Setidaknya ada dua alasan yang mendasari munculnya kekhawatiran tersebut. Pertama, dengan meningkatnya permintaan akan ikan sungai, “tekanan” terhadap sumberdaya tersebut semakin bertambah. Apalagi perolehan ikan sungai untuk memenuhi permintaan dilakukan dengan cara – cara yang tidak ramah lingkungan, seperti penggunaan racun dan setrum. Selama ini tekanan terhadap ikan sungai datang dari pencemaran limbah cair industri dan sampah yang langsung dibuang keperairan umum. Terkait dengan penangkapan ikan yang tidak ramah lingkungan dan pencemaran lingkungan perairan umum, terutama sungai sebenarnya sudah ada aturan yang sangat jelas, akan tetapi penegakannya belum optimal. Sehingga praktek – praktek illegal tersebut masih berjalan sampai saat ini.

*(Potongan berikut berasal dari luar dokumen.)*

PR #251, opened 2016-07-02
[depthSensor] Disable compilation of depthsensor in Gazebo 6

traversaro:
Travis on the `devel` branch has been failing for some time due to the fact that the depthSensor plugin does not compile under Gazebo6 (see https://travis-ci.org/robotology/gazebo-yarp-plugins/builds/139712221). 
Given that as far as I know nobody is using that sensor with Gazebo <= 6, I think it make sense to just drop support for that sensor in Gazebo 6.


traversaro:
Travis works fine, and the depth plugin is compiling fine on Gazebo 7  (see https://travis-ci.org/robotology/gazebo-yarp-plugins/jobs/141865477#L5254), merging to fix travis. 

cc @aerydna

PR #252, opened 2016-07-04
Clean up robot in destructor of GazeboYarpMaisSensor

Tobias-Fischer:
See https://github.com/robotology/gazebo-yarp-plugins/pull/249


traversaro:
Thanks a lot!

PR #253, opened 2016-07-04
Remove unnecessary m_robotRefreshPeriod

Tobias-Fischer:
See https://github.com/robotology/gazebo-yarp-plugins/pull/250


Tobias-Fischer:
@traversaro: Yes, you're right, it should be merged into `master` and from there in `devel`. Would be great if you could do that :).

Thanks, Tobi

traversaro:
Thanks a lot!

Mengingat kembali bahwa didalam Undang – undang Nomor 31 Tahun 2004 tentang Perikanan sebagaimana telah diubah menjadi Undang – undang Nomor 45 Tahun 2009, pada pasal 8 ayat 1 dinyatakan bahwa “Setiap orang DILARANG melakukan penangkapan dan atau pembudidayaan ikan dengan menggunakan obat obatan kimia, bahan biologis, bahan peledak alat dan atau cara, dan atau bangunan yang dapat merugikan dan / atau lingkungannya di wilayah pengelolaan perikanan Republik Indonesia. Dan pada pasal 84 disebutkan bahwa setiap orang yang dengan sengaja di wilayah pengelolaan perikanan Republik Indonesia melakukan penangkapan ikan dan/atau pembudidayaan ikan dengan menggunakan bahan kimia, bahan biologis, bahan peledak, alat dan/atau cara, dan/atau bangunan bangunan yang dapat merugikan dan/atau membahayakan kelestarian sumber daya ikan dan/atau lingkungannya sebagaimana dimaksud dalam Pasal 8 ayat (1), dipidana dengan pidana PENJARA paling lama 6 (enam) tahun dan DENDA paling banyak Rp1.200.000.000,00 (satu miliar dua ratus juta rupiah).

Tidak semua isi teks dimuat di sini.